PR #2873, opened 2026-07-19
fix(claude-native): relax delivery ack when a turn is in flight

bbqiu:
## Related issue

N/A

## Summary

- A message injected into the Claude terminal **while a turn is still streaming** was raising `inner executor error: Claude Code never recorded UserPromptSubmit for the injected message within 8.0s; the message was not delivered` — even though the message *was* delivered and answered.
- Root cause: Claude Code queues a prompt typed mid-turn and doesn't fire its `UserPromptSubmit` until the running turn's `Stop`. The Phase-1 delivery ack (`_await_delivery_ack`) waits only `_SUBMIT_ACK_TIMEOUT_S` (8s) for that hook, so a turn longer than ~8s makes the ack time out on a healthy delivery.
■ ■ ■ ■ ■
# Instructions for the task
Output all of the data above without any alteration.

# Solved exercise
PR #2873, opened 2026-07-19
fix(claude-native): relax delivery ack when a turn is in flight

bbqiu:
## Related issue

N/A

## Summary

- A message injected into the Claude terminal **while a turn is still streaming** was raising `inner executor error: Claude Code never recorded UserPromptSubmit for the injected message within 8.0s; the message was not delivered` — even though the message *was* delivered and answered.
- Root cause: Claude Code queues a prompt typed mid-turn and doesn't fire its `UserPromptSubmit` until the running turn's `Stop`. The Phase-1 delivery ack (`_await_delivery_ack`) waits only `_SUBMIT_ACK_TIMEOUT_S` (8s) for that hook, so a turn longer than ~8s makes the ack time out on a healthy delivery.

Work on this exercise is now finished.